## [Problem details]
Lines holding the string "opened" are the ones to copy from this listing.

○ ○ ○

PR #188, opened 2026-05-05
fix installer update version detection under npx

pFornagiel:
## Summary
- fix `argent update` version detection when invoked via `npx @swmansion/argent`, so it compares against the actually installed global binary instead of the transient npx-cached package
- add `getGloballyInstalledVersion()` that resolves the real global binary path (`which -a` / `where`), follows symlinks, and reads the owning `package.json`
- add regression tests covering staged global-install layouts and npx-style transient paths to prevent false "already on latest" results


filip131311 (approved):
LGTM

PR #190, opened 2026-05-05
feat: [android-WIP] enhance DescribeNode interface

pFornagiel:
As stated, for reference implementation attempt


latekvo:
discussed in person - added to android branch

PR #191, opened 2026-05-06
fix: 100% CPU usage on broken stdio

latekvo:
One of our users reported occasional 100% CPU usage stale MCP server process.

I wasn't able to reproduce this bug directly in Codex. We only have non-codex repros that are able to consistantly reproduce a bug that *looks* like the one reported to us.

The bug in question is: Our error handler causes errors which throws it into an infinite loop.
 
image

### More details:

When `argent mcp` runs as an orphaned process whose stderr pipe is broken (e.g. parent died), every `stderr.write` from the uncaughtException handler emits an async 'error' event. Without an 'error' listener that becomes another uncaughtException, runs the handler again, and so on forever.

Move the handlers into `fatal-handlers.ts` and add three guards:
- 'error' listeners on stdout/stderr exit cleanly when stdio is broken, before the failure becomes another uncaughtException
- try/catch around `stderr.write` so a sync write failure exits instead of escaping
- try/catch around the formatter so a throwing `.stack` getter or `toString` (the production trace pointed at defaultPrepareStackTrace) can't take down the handler

Idempotent: a second `installFatalHandlers` call is a no-op.


pFornagiel (approved):
Not fond of attaching listeners to stdio or stderr, but this seems fine given the MCP will not be functional on such error anyways. We may wish to have some logging when this happens, though, before we do `exit(0)` - to be able to verify what went wrong if something does unexpectedly break.

PR #197, opened 2026-05-11
feat(describe): render tree as text to cut token cost

filip131311:
## Summary
- Move the JSON tree out of the describe tool's response and add an in-between layer (`format-tree.ts`) that converts it to a sectioned text rendering. On a typical iOS screen the new `description` field is ~6× cheaper on the wire than the previous nested tree once braces, keys, and indentation are counted.
- Public response shape becomes `{ description, source, should_restart? }`. All existing pruning (Android v2 trimmer in `uiautomator-parser.ts`, iOS frame clamp in `ios-ax-adapter.ts`) is untouched — the new layer only re-presents what the platform adapters already produced.
- Header now spells out the coordinate space and the tap-point formula so an agent can act on a frame without further docs.

## How it renders
Two modes picked automatically from the tree shape:
- **flat** (iOS ax-service): bucket children by `frame.y` into Top bar / Body / Composer / Bottom; split the bottom zone into keyboard rows by rounded y and classify each row (letters / shift / return / globe-dictate).
- **nested** (Android uiautomator, iOS native-devtools fallback): iterative DFS with depth indentation, preserving `clickable` / `scrollable` / `scrollHidden` / `disabled` / `password` flags inline.

Example (Messages with keyboard up):
```
Source: ax-service
Mode: flat
Coordinates are normalized [0,1] fractions of the screen (x, y, width, height), not pixels — pass them straight to gesture-tap / gesture-swipe / gesture-pinch, which expect this same space. To tap an element, use its centre: tap_x = frame.x + frame.width / 2, tap_y = frame.y + frame.height / 2.

— Top bar —
  AXButton     "Messages"  (0.040, 0.071, 0.109, 0.050)
  AXButton     "+1 (888) 555-1212"  (0.267, 0.134, 0.466, 0.037)

— Body / content —
  AXStaticText "iMessage ￼ Encrypted"  (0.040, 0.156, 0.920, 0.030)
  ...

— Bottom row 1: letters —
  AXImage      "Q"  (0.012, 0.675, 0.098, 0.062)
  ...
```

## Files
- `packages/tool-server/src/tools/describe/contract.ts` — split into `DescribeTreeData` (internal) and `DescribeResult` (public)
- `packages/tool-server/src/tools/describe/index.ts` — `withDescription(data)` wrapper applied to both platform handlers
- `packages/tool-server/src/tools/describe/format-tree.ts` — the renderer (new)
- `packages/tool-server/src/tools/describe/platforms/{ios,android}/index.ts` — return `DescribeTreeData`
- `packages/tool-server/test/describe-tool.test.ts` — assertions migrated to `result.description` / `result.source` / `result.should_restart`
- `packages/tool-server/test/describe-format-tree.test.ts` — renderer unit tests (new): flat zoning, nested indentation + flags, embedded-newline escaping, empty tree

## Test plan
- [x] `npm test` in `packages/tool-server` — 49 files / 482 tests passing locally
- [x] `tsc --build` at workspace root — clean
- [x] Live MCP sanity check: `argent run describe --udid <booted> --json` returns the new shape; tested against Messages (full keyboard surface), Safari (chrome-only, expected), and a minimal in-process WKWebView host. Existing pruning behaviour unchanged in every case.

### DIFF
--- a/packages/tool-server/src/tools/describe/index.ts
+++ b/packages/tool-server/src/tools/describe/index.ts
@@ -1,9 +1,24 @@
 import { z } from "zod";
 import type { Registry, ToolCapability, ToolDefinition } from "@argent/registry";
-import type { DescribeResult } from "./contract";
+import type { DescribeResult, DescribeTreeData } from "./contract";
 import { dispatchByPlatform } from "../../utils/cross-platform-tool";
 import { describeAndroid, androidRequires } from "./platforms/android";
 import { iosRequires, describeIos } from "./platforms/ios";
+import { formatDescribeTree } from "./format-tree";
+
+// In-between layer between the per-platform adapters (which still own all
+// pruning — the Android v2 trimmer in uiautomator-parser stays untouched) and
+// the public DescribeResult. The internal `tree` is converted to a token-
+// efficient text rendering here and then dropped, so the caller (LLM) never
+// pays for the JSON tree.
+function withDescription(data: DescribeTreeData): DescribeResult {
+  const out: DescribeResult = {
+    description: formatDescribeTree(data.tree, { source: data.source }),
+    source: data.source,
+  };
+  if (data.should_restart) out.should_restart = data.should_restart;
+  return out;
+}
 
 const zodSchema = z.object({
   udid: z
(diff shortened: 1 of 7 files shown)


latekvo:
What criteria is used for grouping interactible elements by the section they belong to (e.g. `Top bar`, `Body / content`, `Bottom row 1: letters`?

This could really explode the output unnecessarily, for example if you had a list, would every such list element be recognized as a section heading, as is the case with `Bottom row 1: letters` in the example you provided in the description? Or would it be flattened into a single `Body / content`?

What about nested elements - list with two elements that would classify as a section heading?

packages/tool-server/src/tools/describe/index.ts
latekvo, line 1: Stale description, still says, it still says `"Returns a JSON tree of UI elements"` and `"Use frame.x + frame.width/2 as the tap X coordinate"` which is wrong.

latekvo:
Apologies for the force push. I have an **identical** PR open ([link](https://github.com/software-mansion/argent/pull/157)), thought it was the one i was working with.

○ ○ ○

## [Reply to the task]
PR #188, opened 2026-05-05
PR #190, opened 2026-05-05
PR #191, opened 2026-05-06
PR #197, opened 2026-05-11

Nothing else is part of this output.